■ **Work task**:
Each line from the one containing "[DEMO LINK](https://nabokok.github.io/react_autocomplete/)" through the end of the data below is to be output verbatim, with no lines added or left out.

Data provided: Begin

PR #444, opened 2024-01-15
Solution

SashaViun:
[DEMO LINK](https://SashaViun.github.io/react_autocomplete/)


etojeDenys (changes requested):
1. save the selected name in the input 
image

2. 
image

DarkMistyRoom (changes requested):
There is no possibility of typing or deleting text in the input

PR #448, opened 2024-01-16
solution

afesh4ak:
[DEMO LINK](https://afesh4ak.github.io/react_autocomplete/)

### DIFF
--- a/src/App.tsx
+++ b/src/App.tsx
@@ -1,54 +1,89 @@
-import React from 'react';
+import React, { useEffect, useState } from 'react';
 import './App.scss';
 import { peopleFromServer } from './data/people';
+import { Person } from './types/Person';
 
 export const App: React.FC = () => {
-  const { name, born, died } = peopleFromServer[0];
+  const [inputText, setInputText] = useState('');
+  const [suggestions, setSuggestions] = useState<Person[]>([]);
+  const [selectedPerson, setSelectedPerson] = useState<Person | null>(null);
+
+  const handleInputChange = (event: React.ChangeEvent<HTMLInputElement>) => {
+    const newText = event.target.value;
+
+    setInputText(newText);
+
+    setSelectedPerson(null);
+  };
+
+  useEffect(() => {
+    const debounceTimeout = setTimeout(() => {
+      const filteredSuggestions: Person[] = peopleFromServer.filter(
+        (person) => person.name.toLowerCase().includes(inputText.toLowerCase()),
+      );
+
+      setSuggestions(filteredSuggestions);
+    }, 1000);
+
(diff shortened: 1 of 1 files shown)


src/App.tsx
```diff
@@ -1,54 +1,89 @@
...
+    setInputText(person.name);
+  };
 
   return (
     <main className="section">
       <h1 className="title">
-        {`${name} (${born} = ${died})`}
+        {selectedPerson
+          ? `${selectedPerson.name} (${selectedPerson.born} - ${selectedPerson.died})`
+          : 'No selected person'}
```
volodymyr-soltys97, line 41: Move this logic to the variable and use it here

src/App.tsx
```diff
@@ -1,54 +1,89 @@
...
-
-            <div className="dropdown-item">
-              <p className="has-text-danger">Petronella de Decker</p>
-            </div>
+            {inputText === '' && (
+              <div className="dropdown-item">
+                <p className="has-text-link">Show all people</p>
+              </div>
+            )}
+            {suggestions.length === 0 && inputText !== '' && (
```
volodymyr-soltys97, line 62:
```suggestion
            {!suggestions.length && inputText && (
```

src/App.tsx
```diff
@@ -1,54 +1,89 @@
...
+                key={person.name}
+                className="dropdown-item"
+                role="option"
+                aria-selected={person === selectedPerson ? 'true' : 'false'}
+                tabIndex={0}
+                onClick={() => handleSuggestionClick(person)}
+                onKeyDown={(e) => {
+                  if (e.key === 'Enter') {
+                    handleSuggestionClick(person);
+                  }
```
volodymyr-soltys97, line 79: Move this logic from JSX to the helper function and use it here

src/App.tsx
```diff
@@ -1,54 +1,89 @@
...
+                }}
+              >
+                <p className={person === selectedPerson ? 'has-text-link' : ''}>
```
volodymyr-soltys97, line 82: Use the classnames library for add classes with condition

volodymyr-soltys97 (changes requested):
Good job 👍 
Let's improve your code
Now people are shown all the time, and you need to show them only when the input is in the focus state
image

Remove it
image

Add the cursor pointer for list of the people
image

volodymyr-soltys97 (changes requested):
To improve:
The list does not disappear when the input is not in the focus state, this needs to be fixed
image

And now the list is not shown in focus state
image

SanyaBratashchuk (changes requested):
Looks like you have forgotten to implement 
image

SanyaBratashchuk (approved):

PR #454, opened 2024-01-19
add solution

nabokok:
[DEMO LINK](https://nabokok.github.io/react_autocomplete/)

### DIFF
--- a/src/components/DropdownInput/DropdownInput.tsx
+++ b/src/components/DropdownInput/DropdownInput.tsx
@@ -1,0 +1,45 @@
+import React, { useCallback } from 'react';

Data provided: End

■ **Solved problem**:
[DEMO LINK](https://nabokok.github.io/react_autocomplete/)

### DIFF
--- a/src/components/DropdownInput/DropdownInput.tsx
+++ b/src/components/DropdownInput/DropdownInput.tsx
@@ -1,0 +1,45 @@
+import React, { useCallback } from 'react';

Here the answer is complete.